Reducing the Cement Content in 3D Concrete Printing Mixtures Through Porcelain Polishing Residue Incorporation (2026-01)¶

The fresh-state requirements of 3D concrete printing (3DCP) often lead to high cement consumption. Polishing porcelain residue (PPR) is a fine material with pozzolanic activity, being a potential candidate for replacing cement in 3DCP. In this work, we produced 3DCP formulations with 0-40% replacement of cement with PPR; a commercially available 3DCP mixture was also assessed for comparison. Paste rheological tests demonstrated that PPR incorporation led to higher structural build-up rates (Astruct), with the flocculation contribution (Athix) being dominant over the chemical contribution (Achem) for the highest PPR content. 3D printing tests showed that replacing cement with PPR did not affect the yield stress and buildability of the mixtures, while it progressively increased the Astruct, allowing for a 135% higher layer deposition time.
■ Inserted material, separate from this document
PR #5377, opened 2025-03-17
Add `.strippedCode` step for String literals

AndreiDreyer:
* Added a new `.innerText` step for String literals to get the value inside the quotes
* Returns `Some(string)` if the literal is a `string` and has surrounding quotes (language specific), otherwise returns `None`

Replacing cement with PPR reduced the 28-day compressive strength of the 3D-printed elements by 11.4% (20% PPR) and 21.1% (40% PPR). Nonetheless, the CO2 intensity index decreased from 15.4 kg CO2-eq/m3.MPa (0% PPR) to 12.7 kg CO2-eq/m3.MPa (40% PPR), matched values reported in the literature for conventional concrete. The 28-day flexural tests conducted in printed elements yielded strengths of 6.8-9.4 MPa, and SEM-EDS revealed a homogeneous distribution of the chemical elements across the bulk layer and joint region.